▶ [Exercise aim]: Only the lines holding "like" are wanted. Copy every one from the records below.

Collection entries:
Issue #547, opened 2022-09-25
Remove duplicate financial donors


vnugent:
### Issue
It seems like when someone contributes multiple times to different tiers, their data is shown for each tier.
- Go to https://openbeta.io/?v=backers
- Adelore and Alex appear 2x 

### To do

In [FinancialBackers.tsx](https://github.com/OpenBeta/open-tacos/blob/develop/src/components/home/FinancialBackers.tsx#L15) remove duplicates using **underscore** [uniq](https://underscorejs.org/#uniq) (lib already included in the project) or something equivalent.

Theakayuki:
Created fix with underscore like recommended, and setup pull request.

siman4457:
UI could also use an update on mobile. Seems to be too many cards per row and too much text per card. Consider reducing font size on mobile. ![image](https://user-images.githubusercontent.com/28658492/192810960-0c38a16d-fd41-44a7-b624-b5e84423696f.png)

vnugent:
@siman4457 can you please create an issue?

PR #548, opened 2022-09-26
Updated FinancialBackers to remove Duplicate donor issue #547

Theakayuki:
#547 Using underscore Uniq added a Quick filter to take out duplicate names, would recommend that we have some kind of account id in case you run into the names being the same. Didn't know if that was coming from another entry point on the backend could only follow the typing back to the index and didn't find where it was being populated to add ids further up.

### DIFF
--- a/src/components/home/FinancialBackers.tsx
+++ b/src/components/home/FinancialBackers.tsx
@@ -6,12 +6,8 @@ export interface FinancialBackersProps {
   donors: FinancialBackerAccountType[]
   totalRaised: string
 }
-
 export default function FinancialBackers({ donors, totalRaised }: FinancialBackersProps): JSX.Element {
-
-
-  const uniqDonors = uniq(donors, (donor) => donor.account.name)  // Using the underscore library to get unique donors, based on their name
-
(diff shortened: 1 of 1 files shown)


vnugent:
> would recommend that we have some kind of account id in case you run into the names being the same

Thanks for the PR!  You've raised a good point I haven't thought about.   To get account id we need to update the GraphQL query  and update `FinancialBackerAccountType` Typescript:
- Insert a new line with `id` above `name`: https://github.com/OpenBeta/open-tacos/blob/develop/src/pages/index.tsx#L228
- Declare id type:  `id: string` https://github.com/OpenBeta/open-tacos/blob/develop/src/js/types.ts#L269

vnugent:
@all-contributors add @Theakayuki for code

vnugent:
@Theakayuki can you run `yarn lint` locally and fix the linting error(s)?  Then we're good to merge.  We can address the sort by account ID in a separate PR.  Thanks!

```
FinancialBackers.tsx:9:41: Missing space before function parentheses. (@typescript-eslint/space-before-function-paren)

```

Theakayuki:
Gotcha went ahead and ran it should be all good now.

▶ [Task solution]:
It seems like when someone contributes multiple times to different tiers, their data is shown for each tier.
Created fix with underscore like recommended, and setup pull request.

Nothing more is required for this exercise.